As the Nuremberg tribunal wound down, a dejected Goering - once the proudest, most arrogant peacock in the Nazi flock - shuffled to his cell after one day's proceedings and reflected upon the ease with which aggressive war could be brought to pass:
Why, of course, the people don't want war. Why would some poor slob on a farm want to risk his life in a war when the best that he can get out of it is to come back to his farm in one piece?
Naturally, the common people don't want war; neither in Russia, nor in England, nor in America, nor for that matter in Germany. That is understood. But, after all, it is the leaders of the country who determine the policy and it is always a simple matter to drag the people along, whether it is a democracy, or a fascist dictatorship, or a parliament, or a communist dictatorship . . .
[T]he people can always be brought to the bidding of the leaders. That is easy. All you have to do is tell them they are being attacked, and denounce the pacifists for lack of patriotism and exposing the country to danger. It works the same in any country.

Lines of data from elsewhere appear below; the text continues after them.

PR #858, opened 2020-07-24
Remove unused fields from Callstack and FunctionStats

IrinaShkviro:
- Removed m_Address from FunctionStats because it's not used

- m_Depth in CallStack is set up as m_Data.size() and never changed (except the test), so can be removed

- m_ThreadId is used only once: it's set up from CallstackEvent and used to set up the field in another CallstackEvent. We can avoid it by passing CallstackEvent instead of Callstack.

- Replaced m_Hash with Hash (which basically returns m_Hash, but also initialize it if it wasn't done before)

### DIFF
--- a/OrbitCore/SamplingProfiler.cpp
+++ b/OrbitCore/SamplingProfiler.cpp
@@ -58,17 +58,15 @@ std::multimap<int, CallstackID> SamplingProfiler::GetCallstacksFromAddress(
 }
 
 //-----------------------------------------------------------------------------
-void SamplingProfiler::AddCallStack(CallStack& a_CallStack) {
-  CallstackID hash = a_CallStack.Hash();
+void SamplingProfiler::AddCallStack(CallstackEvent& callstack_event) {
+  CallstackID hash = callstack_event.m_Id;
   if (!HasCallStack(hash)) {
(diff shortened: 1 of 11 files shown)


OrbitCore/SamplingProfiler.cpp
```diff
@@ -58,17 +58,15 @@ std::multimap<int, CallstackID> SamplingProfiler::GetCallstacksFromAddress(
 }
 
 //-----------------------------------------------------------------------------
-void SamplingProfiler::AddCallStack(CallStack& a_CallStack) {
-  CallstackID hash = a_CallStack.Hash();
+void SamplingProfiler::AddCallStack(CallstackEvent& callstack_event) {
```
dpallotti, line 61: This seems now very similar to `SamplingProfiler::AddHashedCallstack`, with the only difference being the behavior in case of `!HasCallStack(...)`. Are they both necessary or can one of the two be removed?

IrinaShkviro: I probably want to refactor SamplingProfiler in one of the upcoming PRs, will keep it in mind, thanks!

IrinaShkviro: Done in #865

PR #859, opened 2020-07-24
More descriptive names for the GPU tracks

ronaldfw:
There are three names of queues that we can encounter (on AMD): "gfx", "sdmaX", and "comp_X.Y.Z". After this change, these names are used for more descriptive track names ("Graphics queue", "Transfer queue", "Compute queue"). The original name passed from the tracepoint is still used in the name to disambiguate if, for instance, multiple compute queues are used.

### DIFF
--- a/OrbitGl/GpuTrack.cpp
+++ b/OrbitGl/GpuTrack.cpp
@@ -12,9 +12,28 @@
 #include "absl/flags/flag.h"
 #include "absl/strings/str_format.h"
 
+<<<<<<< HEAD
 constexpr const char* kSwQueueString = "sw queue";
 constexpr const char* kHwQueueString = "hw queue";
 constexpr const char* kHwExecutionString = "hw execution";
+=======
+std::string MapGpuTimelineToTrackLabel(std::string_view timeline) {
+  std::string label;
+  if (timeline.rfind("gfx", 0) == 0) {
+    return absl::StrFormat("Graphics queue (%s)", timeline);
+  } else if (timeline.rfind("sdma", 0) == 0) {
+    return absl::StrFormat("Transfer queue (%s)", timeline);
+  } else if (timeline.rfind("comp", 0) == 0) {
+    return absl::StrFormat("Compute queue (%s)", timeline);
+  } else {
+    // On AMD, this should not happen and we don't support tracepoints for
+    // other GPUs (at the moment). We return the timeline to make sure we
+    // at least display something. When we add support for other GPU
+    // tracepoints, this needs to be changed.
+    return std::string(timeline);
+  }
+}
+>>>>>>> Define GPU timeline to track label conversion in free function; add some clarifying comments.
 
 //-----------------------------------------------------------------------------
 GpuTrack::GpuTrack(TimeGraph* time_graph,
--- a/OrbitGl/GpuTrack.cpp
+++ b/OrbitGl/GpuTrack.cpp
@@ -12,11 +12,12 @@
 #include "absl/flags/flag.h"
 #include "absl/strings/str_format.h"
 
-<<<<<<< HEAD
 constexpr const char* kSwQueueString = "sw queue";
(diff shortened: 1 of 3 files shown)


OrbitGl/GpuTrack.cpp
```diff
@@ -351,3 +351,20 @@ std::vector<std::shared_ptr<TimerChain>> GpuTrack::GetAllChains() {
   }
   return chains;
 }
+
+//-----------------------------------------------------------------------------
+void GpuTrack::SetTimeline(std::string_view timeline) {
```
pierricgimmig, line 356: nit. I find "timeline" to be confusing to describe a label or a name.

beckerhe: I kind of agree but it's also my first time looking at that code. And I don't have a good suggestion for a name, so I personally would "fix" that problem by avoiding that function all the way. I would define a free function that contains the absl::StrFormat-logic from below and maps from a gpu-track name to a gpu-track label. (Please feel free to ignore that.)

OrbitGl/TimeGraph.cpp
```diff
@@ -708,6 +706,7 @@ std::shared_ptr<GpuTrack> TimeGraph::GetOrCreateGpuTrack(
   std::shared_ptr<GpuTrack> track = gpu_tracks_[timeline_hash];
   if (track == nullptr) {
     track = std::make_shared<GpuTrack>(this, string_manager_, timeline_hash);
+    track->SetTimeline(string_manager_->Get(timeline_hash).value_or(""));
```
beckerhe, line 709: When looking at other usages of `track->SetName` and `track->setLabel` in the code base, it seems like we assign the raw value to the name and the processed human-readable value to the label. Here both get the processed value. So I'm wondering, do we actually need the distinction?

ronaldfw: Yes, you are right. I will use the "raw" name (which is the timeline name) for SetName and the descriptive name for SetLabel. I wasn't sure where that made a difference, but it's actually used when filtering tracks. So, the distinction is actually important. Thanks.

OrbitGl/GpuTrack.cpp
ronaldfw: Yes, it is. "Timeline" is the Linux kernel name for this, for example, used in the tracepoint format. 

I will follow @beckerhe 's suggestion to map the timeline to the display name.

ronaldfw: Done.

OrbitGl/TimeGraph.cpp
ronaldfw: Except that we don't seem to filter GPU tracks, but that's something we might want to change?

ronaldfw: Done for the purpose of this PR, I think.

ronaldfw:
Addressed comments. What do you think about adding the OrbitGl namespace? @beckerhe @pierricgimmig

beckerhe:
> Addressed comments. What do you think about adding the OrbitGl namespace? @beckerhe @pierricgimmig

Thanks a lot! I'm in favor of adding the `OrbitGl` namespace. I've done that so far also for other new code in OrbitQt and OrbitCore. All the new modules (OrbitLinuxTracing, OrbitSsh, ElfUtils) are namespaced anyway.

ronaldfw:
> > Addressed comments. What do you think about adding the OrbitGl namespace? @beckerhe @pierricgimmig
> 
> Thanks a lot! I'm in favor of adding the `OrbitGl` namespace. I've done that so far also for other new code in OrbitQt and OrbitCore. All the new modules (OrbitLinuxTracing, OrbitSsh, ElfUtils) are namespaced anyway.

Ok, done. I've only made the minimal change that the new free function is now in OrbitGl. I'll follow-up to expand the scope later.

What the Nuremberg tribunal succeeded in doing was in introducing for the first time in human history legal accountability for the waging of aggressive war. As Justice Jackson wrote in his report to President Harry Truman upon the completion of the trial, Nuremberg (emphasis added)
for the first time made explicit and unambiguous what was theretofore, as the Tribunal has declared, implicit in International Law, namely, that to prepare, incite, or wage a war of aggression, or to conspire with others to do so, is a crime against international society . . . and that for the commission of such crimes individuals are responsible . . . It is a basic charter in the International Law of the future
- or at least, it should be.
Update [2009-5-19 10:27:22 by occams hatchet]: H/t to justme and platypus in the comments, who provided links to full versions of "Nazi Concentration Camps." I think this is the best-quality full-length video I've seen; what I still can't figure out is why the excerpt I included in the diary (as well as the rest of the excerpts), available at the Robert Jackson Center's YouTube channel, is so much sharper. (The Jackson Center, by the way, has an amazing collection of archival footage of the Nuremberg tribunal.)